# Общий раздел > Чувства > Секс и страсть >  Проверь свою сексуальность!

## PatR!oT

*Здесь приведен краткий список вопросов, которые помогут выяснить ваше отношение к сексу и личные достижения в нем.* Он выстроен так, чтобы помочь достичь сексуального потенциала и решить для себя, какие особые области вашей половой жизни нуждаются в улучшении. Отвечая «да» или «нет», будьте как можно честнее, ибо чем вы правдивее, тем более точной будет оценка вашего сексуального потенциала, исходя из которой вы сможете быстрее и эффективнее достичь повышения своих сексуальных возможностей.

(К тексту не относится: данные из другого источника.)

PR #8044, opened 2026-04-21
feat(llmobs): add support for OpenAI Agents (trace-processor)

crysmags:
## What does this PR do?

Adds APM tracing and LLMObs instrumentation for the OpenAI Agents SDK (`@openai/agents`).

The integration is **trace-processor-driven** rather than orchestrion-wrapper-driven. agents-core exposes its own `TracingProcessor` interface (`addTraceProcessor(...)`) — we plug into that instead of patching individual SDK methods. Mirrors dd-trace-py's `openai_agents` integration architecture.

**What's instrumented:**

- `addHook` on `@openai/agents-core` registers a `DDOpenAIAgentsProcessor` via `addTraceProcessor(...)` once at module load. The processor maps each agents-core `Span` / `Trace` lifecycle event into a dd-trace span (APM + LLMObs annotated). Span hierarchy is resolved through the agents-core `parentId` chain.
- `addHook` on `@openai/agents-openai` wraps `OpenAIResponsesModel.prototype.getResponse` / `getStreamedResponse` to capture the client's `baseURL` and resolve `model_provider` for response spans (`openai` / `azure_openai` / `deepseek` / `unknown`). Single provider per process is the assumed deployment shape; concurrent runs against different providers see last-write-wins on this field.

**Span types handled:**

| oai-span type | dd-trace span name | LLMObs kind |
|---|---|---|
| Trace | `Agent workflow` (or `oaiTrace.name`) | `workflow` |
| `agent` | agent's `spanData.name` | `agent` |
| `response` | `${parent_agent_name} (LLM)` if child of top-level agent, else `openai_agents.response` | `llm` |
| `function` | tool's `spanData.name` | `tool` |
| `handoff` | `transfer_to_${to_agent}` | `tool` |
| `guardrail` | guardrail's `spanData.name` | `task` |
| `custom` | `spanData.name` | `task` |

## Why this architecture (vs #7808's orchestrion approach)

#7808 wrapped `run`, `getResponse`, `getStreamedResponse`, `invokeFunctionTool`, `onInvokeHandoff`, `runInputGuardrails`, `runOutputGuardrails` individually. That gave the integration full visibility into call arguments, but couldn't express multi-agent handoff parent/child relationships correctly — a reviewer flagged this on the original PR.

The trace-processor switch fixes hierarchy (we get `parentId` chains directly from agents-core) but trades off:

- **No access to user's `modelSettings`.** agents-openai stores only `request.input` on `spanData._input`; `temperature`/`top_p`/etc. are echoed back on the response. We read them from the response (matches Python's `OaiSpanAdapter.llmobs_metadata`).
- **No `systemInstructions` on error paths.** agents-openai gates `spanData._input/_response` on `request.tracing` and only sets them after a successful network call. On error, neither is on the span. The LLMObs error event therefore carries placeholder `input.messages` / `output.messages` (single source of truth: the `extractInputMessages` / `extractOutputMessages` helpers).
- **No stream marker.** Both streamed and non-streamed produce `type: 'response'` spans with no distinguishing field. Python doesn't tag `stream: true` either.
- **Direct-helper calls don't emit spans.** `invokeFunctionTool`, `onInvokeHandoff`, `runToolInputGuardrails`, `runToolOutputGuardrails` only create Spans when called by the SDK runner inside a `Runner.run()` flow. Direct calls to these helpers are no-ops on the tracing side. Same constraint applies to dd-trace-py.
- **`Trace.end()` not called when `withTrace`'s callback throws.** agents-core's lifecycle wrapper skips `Trace.end()` on error — we mitigate by finalizing the workflow span when any top-level oai-span ends (`_completeWorkflowSpan`).

The integration matches dd-trace-py's `openai_agents` line-by-line on these decisions; the test suite was rewritten to mirror Python's coverage and assertion shape.

## Critical-review cleanup (3ede0b85b)

A deep pass for dead, redundant, and inefficient code:

- Drop dead `_responseModelName` (always undefined at `onSpanStart` time).
- Drop the `_setResponseAttributes` early return that contradicted the "consistent error-path shape" comment; let the `extract*` helpers be the single source of truth for placeholder I/O messages. Closes Codex P2.
- Merge `endTrace` + `_finalizeTraceIfOrphaned` into one `_completeWorkflowSpan`.
- Cache a single `RESOLVED` Promise in the processor and drop `Promise.resolve()` allocations on every span lifecycle event.
- Make the processor read `getIntegration()` lazily so plugin re-init doesn't strand the registered processor against a stale reference.
- `clearState()` now finishes in-flight dd-trace spans on SDK shutdown.
- `extractMetrics` / `extractMetadata` return `undefined` when empty — callers skip `Object.keys()` allocations.
- Cache the first response span's `inputMessages` on `_traceInfo` so the workflow span's text I/O isn't recomputed at `Trace.end()`.
- Stash the top-level agent display name on `_traceInfo` and add a public `tagger.setName()`, closing the `_setTag(NAME)` / `context._name` encapsulation hole.
- Wire `getOpenAIModelProvider` through openai-agents (Azure / DeepSeek coverage) via the new `@openai/agents-openai` hook.
- `replaceAll` instead of `split.join.toLowerCase` for handoff names.

## Test coverage

- **APM plugin** (`packages/datadog-plugin-openai-agents/test/index.spec.js`): 7 tests — `Runner.run()` single-agent workflow (workflow/agent/response spans + error path), multi-agent handoff hierarchy, `getResponse` / `getStreamedResponse` direct calls (happy + error).
- **LLMObs spec** (`packages/dd-trace/test/llmobs/plugins/openai-agents/index.spec.js`): 6 tests covering `getResponse` / `getStreamedResponse` happy paths, `Runner.run()` single-agent workflow span, and tool-error-via-`Runner.run()`. The tool-error test uses a stateful mock client (1st call returns `function_call` to `error_tool`, 2nd call returns assistant text) so no recorded cassette is needed.

## Test plan

- [ ] `PLUGINS=openai-agents npm run test:plugins` — 7 APM tests pass.
- [ ] `./node_modules/.bin/mocha packages/dd-trace/test/llmobs/plugins/openai-agents/index.spec.js` — 6 LLMObs tests pass.
- [ ] `npm run lint` — clean.


packages/datadog-plugin-openai-agents/src/turn.js
```diff
@@ -0,0 +1,51 @@
...
+    const integration = getIntegration()
+    if (!integration?.enabled) return
+
+    const agent = ctx.arguments?.[0]
+    if (!agent) return
+
+    // The dd-trace span to tag is the most recently started `agent`-type span.
+    // agents-core's Span.parent chain guarantees it is still open when
+    // _runSingleTurn returns (withAgentSpan brackets the turn).
+    const ddSpan = integration.currentAgentSpan?.()
```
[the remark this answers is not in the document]
crysmags: Stale — `turn.js` was removed in c8a83bd5a (the orchestrion wrap on `AgentRunner._runSingleTurn` was eliminated as part of collapsing the plugin layout). Agent manifests now flow through the TracingProcessor itself: `_setAgentAttributes` reads `spanData.handoffs` / `spanData.tools` / `spanData.output_type` directly from the oai-span, so there's no longer a process-wide stack to confuse across concurrent runs. Closing as fixed by removal.

packages/datadog-plugin-openai-agents/src/integration.js
```diff
@@ -0,0 +1,459 @@
...
+      this._tagger.tagMetadata(activeSpan, { _dd: { agent_manifest: manifest } })
+    }
+  }
+
+  // ── Per-type attribute setters (match Python) ───────────────────────────────
+
+  _setResponseAttributes (ddSpan, oaiSpan) {
+    const response = oaiSpan.spanData?._response
+    const input = oaiSpan.spanData?._input
+    if (!response && input == null) return
```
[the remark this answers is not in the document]
crysmags: Addressed in 3ede0b85b. The early return `if (!response && input == null) return` is gone, and `_setResponseAttributes` now passes the raw `input` / `response` through to `extractInputMessages` and `extractOutputMessages` unconditionally. Those helpers are the single source of truth for placeholder messages — `extractInputMessages` returns `[{ role: 'user', content: '' }]` when there's nothing to capture, `extractOutputMessages` returns `[{ content: '', role: '' }]` — so error-path LLMObs events now carry the same `input.messages` / `output.messages` shape as the happy path.

packages/datadog-instrumentations/src/openai-agents.js
```diff
@@ -0,0 +1,57 @@
...
+)
+const shimmer = require('../../datadog-shimmer')
+const { addHook } = require('./helpers/instrument')
+
+/**
+ * @param {object} mod `@openai/agents-core` module exports.
+ * @returns {object} the same module exports, possibly with our processor registered.
+ */
+function registerProcessor (mod) {
+  if (mod?._datadogPatched) return mod
```
sabrenner: lets make this private or use a weakmap to not use an underscore

packages/datadog-instrumentations/src/openai-agents.js
```diff
@@ -0,0 +1,57 @@
...
+  if (typeof mod?.addTraceProcessor !== 'function') return mod
+
+  // Bind the lazy accessor so the processor follows plugin re-instantiation
+  // even though agents-core keeps the processor registration for the life
+  // of the module.
+  mod._datadogPatched = true
+  mod.addTraceProcessor(new DDOpenAIAgentsProcessor(getIntegration))
```
sabrenner:
```js
const modCh = channel('....')
modCh.publish({ mod })
```

packages/datadog-instrumentations/src/openai-agents.js
```diff
@@ -0,0 +1,57 @@
...
+/**
+ * Capture the OpenAI client's baseURL on each `getResponse` / `getStreamedResponse`
+ * call so the integration can tag `model_provider` (openai / azure_openai /
+ * deepseek / unknown). Last-write-wins; single-provider-per-process is the
+ * assumed deployment shape — matches dd-trace-py's openai-agents integration.
+ *
+ * @param {Function} original
+ * @returns {Function}
+ */
+function wrapResponseMethod (original) {
```
sabrenner, line 57: maybe this could be orchestrion and we do this in a subscriber

packages/datadog-plugin-openai-agents/src/index.js
```diff
@@ -0,0 +1,41 @@
...
+ * The integration's `enabled` flag follows this plugin's configure() lifecycle.
+ * The processor stays registered inside agents-core for the life of the
+ * process — re-enabling the plugin later flips the flag back on.
+ */
+class OpenaiAgentsPlugin extends Plugin {
+  static id = 'openai-agents'
+
+  constructor (tracer, tracerConfig) {
+    super(tracer, tracerConfig)
+    const tagger = new LLMObsTagger(tracerConfig, true)
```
PR #8052, opened 2026-04-22
test(light-my-request): run suite under withVersions

BridgeAR:
The existing spec hard-required the root-installed copy of \`light-my-request\` and \`fastify\`, so it only ever exercised one version on CI and silently ignored the rest of the supported range. Every other instrumentation suite uses \`withVersions\` to sweep the version matrix maintained by \`install_plugin_modules\`.

Three coordinated changes restore that behavior:

1. The spec is wrapped in \`withVersions('light-my-request', ...)\` and the module \`require\`s now resolve through \`versions/light-my-request@<version>\` / \`versions/fastify\`, so each supported version actually runs.
2. \`packages/dd-trace/test/plugins/externals.js\` registers \`fastify\` (>=3) as an external dependency of the \`light-my-request\` suite so the matrix installer stages a working fastify alongside each \`light-my-request\` version.
3. \`.github/workflows/platform.yml\` adds the \`instrumentation-light-my-request\` job, mirroring the pattern used by the other \`instrumentation-*\` jobs, so CI actually invokes the newly-parameterized suite.

No production code changes, so the blast radius is test-only.

Depends on https://github.com/DataDog/dd-trace-js/pull/8051


.github/workflows/platform.yml
```diff
@@ -292,6 +292,16 @@ jobs:
       - uses: actions/checkout@de0fac2e4500dabe0009e67214ff5f5447ce83dd # v6.0.2
       - uses: ./.github/actions/instrumentations/test
 
+  instrumentation-light-my-request:
```
pabloerhard, line 295: There is an open PR to move instrumentations into another workflow, I think we should land that before this PR. #8039

BridgeAR: I guess either needs to be updated, which ever lands first?

pabloerhard (approved):

PR #8059, opened 2026-04-22
test(openfeature): match printf-style log.debug args

BridgeAR:
The `FlaggingProvider` implementation was migrated to printf-style `log.debug('%s created with timeout: %dms', ...)` calls (cheaper in hot paths because the format string is only expanded when the log level is active). Two spec assertions still expected the pre-formatted interpolated strings and would fail once the production change lands.

Update the two `sinon.assert.calledWith` calls to match the new format-string + positional-args shape. Pure test catch-up.


leoromanovsky (approved):
Thank you

PR #8061, opened 2026-04-22
chore(scripts): flag unquoted `**` globs in npm scripts

BridgeAR:
POSIX sh — which is what both `npm run` and `yarn run` ultimately invoke — does not support globstar. An unquoted `**` in a package.json script therefore collapses to a single `*`, so the shell only passes one directory level through to mocha/glob and specs deeper than that are silently skipped. That is how a handful of suites were under-running without anyone noticing.

Two coordinated pieces:

1. A new `findUnquotedGlobstar` helper (quote-state-aware, so it doesn't false-positive on patterns that are already quoted) runs over every `scripts` entry during `verify-exercised-tests` and fails the check with a pointer to the offending column if any unquoted `**` is found. Doing this via string scanning instead of a glob-expansion probe is important because `globSync` itself will happily expand `**` recursively regardless of quoting, so it can't distinguish "works locally because glob is being nice" from "broken in CI because sh already collapsed it".

2. Wrap the existing offenders in double quotes so they actually pass the check: `test:aiguard`, `test:debugger`, `test:trace:guardrails`, `test:esbuild`, `test:webpack`, `test:instrumentations:misc`, `test:core`, `test:code-origin`, `test:lambda`, `test:openfeature`, and `test:profiler`.


packages/dd-trace/test/debugger/devtools_client/snapshot/collector-deadline.spec.js
```diff
@@ -61,13 +61,13 @@ describe('debugger -> devtools client -> snapshot collector deadline', function
   })
 
   it('should mark properties with timeout when deadline is exceeded', async function () {
-    // Override the hrtime stub to advance time on each call
-    // This simulates time passing during collection
+    // Drive process.hrtime.bigint() with a plain monotonic counter instead of reading
+    // `clock.now`. This works around a sinon fake-timers regression.
```
watson, line 67: it would be nice with a link to a github issue so it can later be reverted once it's fixed upstream

watson (dismissed):

packages/dd-trace/test/debugger/devtools_client/snapshot/collector-deadline.spec.js
BridgeAR:
```suggestion
    // `clock.now`. This works around a sinon fake-timers regression.
    // TODO: Revert when a fix for https://github.com/sinonjs/fake-timers/pull/549#pullrequestreview-4158432441 lands.
```

watson (dismissed):

packages/dd-trace/test/debugger/devtools_client/snapshot/collector-deadline.spec.js
```diff
@@ -107,13 +108,13 @@ describe('debugger -> devtools client -> snapshot collector deadline', function
   it('should cache deadline reached state in ctx', async function () {
     let hrtimeCallCount = 0
 
-    // Override the hrtime stub to track calls and advance time
+    // Same workaround as the previous test: avoid the fake-timers clock for `process.hrtime.bigint()`.
```
watson:
```suggestion
    // Override the hrtime stub to track calls and advance time
    // Drive process.hrtime.bigint() with a plain monotonic counter instead of reading
    // `clock.now`. This works around a sinon fake-timers regression.
watson marked this conversation as resolved.
    // TODO: Revert when a fix for https://github.com/sinonjs/fake-timers/pull/549#pullrequestreview-4158432441 lands.
```

packages/dd-trace/test/debugger/devtools_client/snapshot/collector-deadline.spec.js
```diff
@@ -61,13 +61,14 @@ describe('debugger -> devtools client -> snapshot collector deadline', function
   })
 
   it('should mark properties with timeout when deadline is exceeded', async function () {
-    // Override the hrtime stub to advance time on each call
-    // This simulates time passing during collection
+    // Drive process.hrtime.bigint() with a plain monotonic counter instead of reading
+    // `clock.now`. This works around a sinon fake-timers regression.
+    // TODO: Revert when a fix for https://github.com/sinonjs/fake-timers/pull/549#pullrequestreview-4158432441 lands.
```
watson, line 68:
```suggestion
    // Override the hrtime stub to advance time on each call
    // This simulates time passing during collection
    // Drive process.hrtime.bigint() with a plain monotonic counter instead of reading
    // `clock.now`. This works around a sinon fake-timers regression.
    // TODO: Revert when a fix for https://github.com/sinonjs/fake-timers/pull/549#pullrequestreview-4158432441 lands.
```

watson (dismissed):

watson (approved):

1. Большую часть времени меня легко стимулировать сексуально.
2. Меня часто утомляет занятие любовью.
3. Мне всегда нравится секс.
4. Я не думаю, что занимаюсь любовью достаточно часто.
5. Мне нравится сексуально раздеваться перед партнером.
6. Мне не нравится заниматься любовью при свете.
7. Я готов(а) попробовать любой сексуальный прием.
8. Я не знаю о сексе очень многого.
9. Я хотел(а) бы узнать побольше о различных сексуальных приемах.
10. Я никогда бы не смог(ла) мастурбировать перед партнером.
11. Я часто доставлял(а) себе удовольствие оральным сексом.
12. Я считаю, что секс следует ограничить стенами спальни.
13. Я рассказывал(а) своему партнеру свои самые сокровенные эротические мысли.
14. Я никогда не стал(а) бы пользоваться вибраторами или другими секс-игрушками.
15. Я рассказал(а) своему партнеру, что стимулирует меня сильнее всего.
16. Я симулировал(а) оргазм более одного раза.
17. Я часто стараюсь иметь более одного полового акта за ночь.
18. Мне трудно сконцентрироваться во время занятий сексом.
19. Мне нравятся случайные сексуальные соприкосновения в течение дня.
20. Я считаю сексуальные журналы и видеофильмы отвратительными.
21. Я активно участвую в половом акте.
22. Я думаю, возможности секса переоцениваются.
23. Я оделся(лась) бы в эротическую одежду, чтобы стимулировать своего партнера.
24. Я думаю, некоторые приемы секса отвратительны.
25. Я знаю, что для улучшения секса стоит поддерживать себя в хорошей форме.
26. Я не считаю себя особо выдающимся(щейся) любовником(цей).
27. Я всегда пытаюсь выяснить сексуальные потребности своего партнера.
28. Я думаю, что мой партнер полностью удовлетворен сексуально.
29. Я всегда стараюсь убедиться, что мой партнер испытал оргазм.
30. Я не люблю, когда мой партнер трогает мой унус.
31. Я люблю целовать и ласкать своего партнера, и не важно, занимаемся мы в это время любовью или нет.
32. Я думаю, что мой интерес к сексу снизится, когда я постарею.
33. Меня все еще волнует нагота моего партнера.
34. Сексуальные запросы партнера иногда кажутся мне чрезмерными.
35. Я хотел(а) бы повысить свой сексуальный потенциал.
36. Я никогда не позволил(а) бы своему партнеру снять меня голым на видеопленку.
37. Я хотел(а) бы испытать более яркий оргазм.
*
Поставьте себе по 3 очка за каждый положительный ответ на вопрос с четным номером и вычтите по 3 очка за каждый отрицательный ответ ва вопрос с четным номером.*

*Вычтите по 3 очка за каждый положительный ответ на вопрос с нечетным номером и прибавьте по 3 очка за каждый отрицательный ответ на вопрос с нечетным номером. Максимально возможный результат - 108.*




> Если вы набрали от 93 до 108 очков, то вы - высокосексуальная личность, понимающая важность не только собственных сексуальных потребностей, но и потребностей партнера. Вы великодушны и щедры в сексе, потому что знаете, что, доставляя удовольствие, будете получать его в ответ. Вы не боитесь экспериментировать, у вас здоровое отношение к собственному телу. Вы лишены сексуальных предубеждений, хотя склонны думать, что половая жизнь настолько хороша, что не требует существенных улучшений.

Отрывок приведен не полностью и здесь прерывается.